Last updated 2020-09-10

No results posted yet for this study

Summary

Among patients awaiting cardiac surgery, a significant proportion are patients with severe angina, heart failure (HF) and peripheral atherosclerosis. These factors are predictors of an unfavorable near and long-term prognosis after open cardiac surgery. It is known that the restriction of motor activity in patients with peripheral atherosclerosis and HF leads to loss of muscle mass, as well as to a decrease in its strength and endurance: secondary (disuse) sarcopenia is formed. In patients with peripheral atherosclerosis and HF, the low functional status of skeletal muscles is associated with a poor prognosis, regardless of gender, age, and concomitant coronary artery disease. A number of studies have shown that the deterioration of muscle status before abdominal, orthopedic and vascular surgery interferes with the close results of surgery, increases the number of complications, the length of ICU and in-hospital stay. Thus, sarcopenia serves as an additional factor worsening the prognosis. Therefore, efforts aimed at improving the functional status in patients planning an open cardiosurgical surgery seem to be very justified.

Standard preoperative management of patients includes the identification and correction of comorbidities and the optimal medical treatment. The idea of "rehabilitation" means an additional improvement in the functional capabilities of patients awaiting surgery. Prevention includes outpatient outreach and educational work by nurses, as well as preoperative physical exercises. For this, multi-level training is used: respiratory exercises for the patients with the most severe illness, free movements of the limbs without load, or bike or treadmill training with increasing load for tolerable patients.

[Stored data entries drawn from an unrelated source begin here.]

PR #343, opened 2024-01-29
refactor: Shared module and password-related changes

TrixterTheTux:
## WHY:

Refactor the password validation to use a shared module instead to avoid having to define password validation rules in two different places. Additionally, the password reset and change endpoints now also enforce on the backend that the password matches the requirements.

There was also some discussion about wanting to have the email templates outside the code itself, so `backend/vaa-strapi/config/email-templates/` has been added with respective documentation so that it could be easily edited.

Some of the Docker-related files have been refactored so that the context of the build happens in the root of the project instead of their respective subfolders. This is required so that the shared module can be added, as Docker does not allow you to copy files outside the build root. 

For sharing the module between the components itself it uses a symlink to the shared module so that it works locally and inside the Docker container without additional trickery. I tried some other approaches but they eventually weren't ideal:
- TS supports Project References, but this requires changing the `rootDir` to include the shared module as the root. This would otherwise be ideal, but Strapi depends on the rootDir being the Strapi dir and I could not find a way to be able to set the path where Strapi would reside, as rootDir affects the build output (e.g. Strapi ends up being in ./dist/backend/vaa-strapi/ but tries to load ./dist/ directly).
- yarn links. As the project currently supports both `npm` and `yarn`, it would require dropping `npm` completely/additional dependencies meaning this wouldn't be supported out of the box.


backend/vaa-strapi/src/extensions/users-permissions/strapi-server.js
```diff
@@ -59,16 +66,11 @@ module.exports = async (plugin) => {
...
-    // https://github.com/strapi/strapi/blob/2a2faea1d49c0d84077f66a57b3b73021a4c3ba7/packages/plugins/users-permissions/server/bootstrap/index.js#L41-L79
-    email.reset_password.options.message = `<p>We heard that you lost your password. Sorry about that!</p>
-
-<p>But don’t worry! You can use the following link to reset your password:</p>
-<a href="<%= URL %>?code=<%= TOKEN %>"><%= URL %>?code=<%= TOKEN %></a>
-
-<p>Thanks.</p>`;
+    email.reset_password.options.message = fs
+      .readFileSync('config/email-templates/reset-password.html')
+      .toString();
```
jaguarfi, line 73: So, is this change intended to solve the clickable URL problem?

jaguarfi (commented):
Could it be possible to create another docker composable to manage the shared utilities? As the utilities will be used for both the backend and frontend, it would make sense to have an independent composable with a different building process. (Maybe at some point it could be replaced with our own npm package)

backend/vaa-strapi/src/extensions/users-permissions/strapi-server.js
TrixterTheTux: One of the goals, yes. Additionally, this allows easy modification of the template to the application's administrator as requested during a sprint review (compared to being hardcoded in the code).

TrixterTheTux:
> Could it be possible to create another docker composable to manage the shared utilities? As the utilities will be used for both the backend and frontend, it would make sense to have an independent composable with a different building process. (Maybe at some point it could be replaced with our own npm package)

Could you elaborate on how exactly this would work? The idea with the current design is that the shared module isn't directly an additional dependency to avoid having to package it to npm/manage to build it separately from the frontend/backend for every change made to it.

jaguarfi:
> > Could it be possible to create another docker composable to manage the shared utilities? As the utilities will be used for both the backend and frontend, it would make sense to have an independent composable with a different building process. (Maybe at some point it could be replaced with our own npm package)
> 
> Could you elaborate on how exactly this would work? The idea with the current design is that the shared module isn't directly an additional dependency to avoid having to package it to npm/manage to build it separately from the frontend/backend for every change made to it.

I was thinking that we could create a docker container for the shared code and add it to the docker-compose.

joonatanaatos (approved):

joonatanaatos (approved):

joonatanaatos (approved):

samuliys (approved):

PR #390, opened 2024-02-27
build(deps)!: update to DaisyUI 4.7.2

### LINKED ISSUE #256: Update DaisyUI to version 4
There's a cpla [breaking changes](https://github.com/saadeghi/daisyui/blob/master/CHANGELOG.md#changelog) that need to fixed at the same time.

1. Change all direct CSS vars to use `oklch(var(--p))` instead of `hsl()`
2. `--btn-text-case` CSS var is no longer used and can be removed from `tailwind.config.cjs`

At the same time, also check that `modal` works properly. See [discussion](https://github.com/OpenVAA/voting-advice-application/pull/316#discussion_r1443812843).

kaljarv:
## WHY:

Fixes #256 

Also, make necessary fixes to `tailwind.config.cjs` and the `ScoreGauge` and `LikertResponseButtons` components that use the DaisyUI color CSS vars (see below).

BREAKING CHANGE: `hsl(var(--n))` and similar CSS var calls have to be changed to `oklch(var(--n))`.

See also:
https://github.com/saadeghi/daisyui/blob/master/CHANGELOG.md#400-2023-11-12i

Includes also a quick fix to the `OpenVAALogo` component.

### DIFF
--- a/frontend/src/lib/components/openVAALogo/OpenVAALogo.svelte
+++ b/frontend/src/lib/components/openVAALogo/OpenVAALogo.svelte
@@ -1,4 +1,5 @@
 <script lang="ts">
+  import {concatClass} from '$lib/utils/components';
   import type {OpenVAALogoProps} from './OpenVAALogo.type';
 
   type $$Props = OpenVAALogoProps;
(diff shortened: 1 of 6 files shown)


frontend/src/lib/components/openVAALogo/OpenVAALogo.svelte
```diff
@@ -9,28 +10,27 @@
...
-    case 'sm':
-      classes = 'h-20 pt-2';
-      break;
-    case 'lg':
-      classes = 'h-32 pt-6';
-      break;
-    default:
-      classes = 'h-24 pt-4';
-  }
+  $: {
```
jaguarfi, line 13: What is the functionality of the `$:`?

kaljarv: If `classes` is not built within a reactive block, any changes to the `size` attribute after component creation won't have any effect. One use case where this could be needed is if the logo is used in a sticky menu bar that shrinks when scrolled down.

PR #395, opened 2024-02-29
feat: enable party and category colors, question ordering and create local a file for local app instance settings

### LINKED ISSUE #35: Store settings values in backend

### LINKED ISSUE #173: Fix question ordering
Fetcth types, then categories ordered by order with questions populated. Or the other way round.

At the same time, also separate the info questions into groups in `<CandidateBasicInfo>`.

### LINKED ISSUE #374: feat: enable colours for Parties
Categories need to have a theme colour,  this can be added as a `color` property of the `Question Category` objects. `Parties` already have this, but it has no effect in the frontend.

The color should be applied to the category term when shown next to the questions and possibly in category headings (in the Candidate App). This implies changes to the frontend data types, such that the `category` of a `QuestionProp` is an object instead of just a string containing the name.

For parties, the colour should be applied to the party flag icon. This, in turn, would possibly imply changes to the `Icon` component to allow for a custom color in addition to the named ones. This would differ from the so that the it would:
- either automatically create a different version for use in dark mode
- accept to colors, `customColorLight` and `customColorDark` for use in light and dark modes

Finally, before using any of the colors in the frontend, the colour should be automatically modified to have sufficient contrast on `base-1/300`. Possibly:
- use the formula for contrast calculation in this [discussion](https://stackoverflow.com/questions/65304462/is-it-possible-to-make-a-javascript-program-that-changes-the-color-of-the-text-t)
- either lighten or darken by mixing with black or white and either solve for correct color analytically or iteratively ([example here](https://medium.com/confrere/automatically-creating-an-accessible-color-palette-from-any-color-sure-e735c3f2f45e), although it uses a dep)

However, adequate physical rehabilitation is difficult particularly on an outpatient basis. Low adherence is due in part to inadequate strength and inability to tolerate or sustain even low levels of activity due to angina, chronic lower limb ischemia and heart failure symptoms.

In this study, the investigators propose to use neuromuscular electrical stimulation (NMES) to assist patient initiation of quadriceps strengthening in order to progressively increase low exercise tolerance.

Conditions

Interventions

DEVICE

Neuromuscular electrical stimulation (NMES)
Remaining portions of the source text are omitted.